Last updated:
ID:
859234
Start date:
31 July 2025
Project status:
Current
Principal investigator:
Mr Kangle Zhu
Lead institution:
Nanjing Medical University, China

Lung cancer and interstitial lung diseases (ILDs), particularly idiopathic pulmonary fibrosis (IPF), are major contributors to respiratory morbidity and mortality globally. While traditionally studied as distinct conditions, increasing clinical evidence suggests that they may share common etiological pathways and risk factors, including genetic susceptibility, smoking, environmental exposures, and aging. Furthermore, patients with ILD are at a significantly higher risk of developing lung cancer, and the coexistence of these diseases presents unique diagnostic and therapeutic challenges.
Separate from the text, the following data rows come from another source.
PR #880, opened 2023-02-07
Add simple cache on `eth_call`

### LINKED ISSUE #877: Add a simple eth_call cache

georgi-l95:

**Description**:
Adds a cache on eth_call request, based on `to` and `data` parameters for 200ms.

**Related issue(s)**:

Fixes #877 

**Notes for reviewer**:

**Checklist**


packages/relay/src/lib/eth.ts
```diff
@@ -1017,8 +1017,17 @@ export class EthImpl implements Eth {
         }
       }
 
+      let cachedResponse = this.cache.get(`eth_call: ${call.data} from ${call.to}`);
```
Nana-EC, line 1020: nit: add const for label. Maybe shorten key also
```suggestion
      const cacheKey = `eth_call:.${call.to}.${call.data}`;
      let cachedResponse = this.cache.get(cacheKey);
```

packages/relay/src/lib/eth.ts
```diff
@@ -1017,8 +1017,17 @@ export class EthImpl implements Eth {
...
+      if (cachedResponse != undefined) {
+        this.logger.debug(`${requestIdPrefix} eth_call returned cached response: ${cachedResponse}`);
+        return cachedResponse;
+      }
+
       const contractCallResponse = await this.sdkClient.submitContractCallQuery(call.to, call.data, gas, call.from, EthImpl.ethCall, requestId);
-      return EthImpl.prepend0x(Buffer.from(contractCallResponse.asBytes()).toString('hex'));
+      const formattedCallReponse = EthImpl.prepend0x(Buffer.from(contractCallResponse.asBytes()).toString('hex'));
+      
+      this.cache.set(`eth_call: ${call.data} from ${call.to}`, formattedCallReponse, { ttl: 200 });
```
Nana-EC, line 1029: use `cacheKey` here

packages/relay/src/lib/eth.ts
Nana-EC, line 1020: I'm concerned the `call.data` can get quite long.
In my exploration I went down the path of taking a hashing of the data to reduce it's length.

Maybe since the cache is so short lived it's not a biggie but let's make sure the key itself doesn't have length limits.
Maybe a simple approach of taking the first n characters also works if the hash approach is costly

Nana-EC: I just wanna avoid any potential error cases from a long data. maybe add a test case with a long data field if you stay with this approach.

Nana-EC (commented):
LG
Some suggestions

packages/relay/src/lib/eth.ts
Nana-EC, line 1029: Please make the ttl value a config to allow for on demand tuning

Nana-EC (commented):
Let's make the ttl configureable

Ivo-Yankov:
I think this cache could cause issues in the case where the result of a method from a contract depends not on its own state, but on the state of another contract.

Such is the case of a Multicaller contract, where it only aggregates and returns results from multiple other contracts, but it doesn't update its own state.

georgi-l95:
Hmm, I think you're right, but we have a ttl of 200ms, which is not so long, because those multicalls might take some time. Also this is a temporary solution and it's configurable if there is indeed problem with multicall queries.

Nana-EC (approved):
LG

packages/relay/src/lib/eth.ts
```diff
@@ -1017,8 +1019,24 @@ export class EthImpl implements Eth {
         }
       }
 
+      let data = call.data;
+      if (data) {
+        data = crypto.createHash('sha1').update(call.data).digest('hex'); // NOSONAR
+      }
+
+      const cacheKey = `eth_call:.${call.to}.${data}`;
```
lukelee-sl, line 1027: what happens if `data` is null/unassigned?

georgi-l95: No problems there we continue with the query as normal, I just didn’t want to calculate hash for a undefined, now that I think, I should’ve added a or call.data.length is bigger than 64(for example).

Issue #866, opened 2023-02-01
Review application metrics story


Nana-EC:
### Problem

Currently we have a good set of metrics but they can be improved and need to be reviewed for missing details

### Solution

- review current metrics and dashboards
- determine and add additional metrics - consider server E2E, consensus calls, mirror calls
- update dashboards  to better answer activity based questions related to RPS etc

PR #887, opened 2023-02-08
Needed changes for metrics improvements

AlfredoG87:
**Description**:

This PR defines bucket ranges for the histogram of the following metrics:

-rpc_relay_mirror_response
-rpc_relay_method_response
from using the default bucket values of [0.005, 0.01, 0.025, 0.05, 0.1, 0.25, 0.5, 1, 2.5, 5, 10] that are measuring latency in seconds to [5, 10, 25, 50, 100, 250, 500, 1000, 2500, 5000, 10000] that are measuring latency in milliseconds, witch is the unit of the observations taken.

And also removed line that decreases the gauge (operatorAccountGauge), that its purpose is to have visibility to the costs per account, but that is also being tracker by rpc_relay_consensusnode_response. So better remove to decrease complexity, unneeded redundancy.

**Related issue(s)**:
https://github.com/hashgraph/hedera-json-rpc-relay/issues/866

Fixes #

**Notes for reviewer**:

**Current Metrics with old buckets:**
image

**After this PR:**
image

**Current Gauge Metrics:**
image

**After this PR:**
image

**Checklist**


david-bakin-sl:
Good catch on bucketing by seconds vs milliseconds!

david-bakin-sl (dismissed):
LGTM!

packages/relay/src/lib/clients/mirrorNodeClient.ts
```diff
@@ -167,7 +167,8 @@ export class MirrorNodeClient {
             name: metricHistogramName,
             help: 'Mirror node response method statusCode latency histogram',
             labelNames: ['method', 'statusCode'],
-            registers: [register]
+            registers: [register],
+            buckets: [5, 10, 25, 50, 100, 250, 500, 1000, 2500, 5000, 10000]
```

Despite these observations, current understanding of the mechanisms driving their comorbidity remains limited, and there is a lack of predictive models to identify high-risk individuals or guide integrated management strategies. To address these gaps, we propose to use the extensive data resources of the UK Biobank to investigate the shared and disease-specific genetic, environmental, and clinical determinants of lung cancer and ILDs. Our study will pursue three primary objectives: (1) to identify and compare key risk factors, such as genomic variants, lifestyle variables, air pollution exposure, and clinical history, associated with each disease and their overlap; (2) to analyze temporal associations between ILD and lung cancer diagnoses, and evaluate how ILD subtypes and progression influence lung cancer incidence and patient outcomes; and (3) to develop multivariable risk prediction models for comorbid disease using regression and machine learning techniques, with the goal of enabling more accurate risk stratification and earlier intervention. By integrating diverse data types in a population-based cohort, this study aims to provide new insights into the etiology, progression, and interaction of lung cancer and ILDs, ultimately supporting the development of evidence-based prevention and personalized treatment strategies.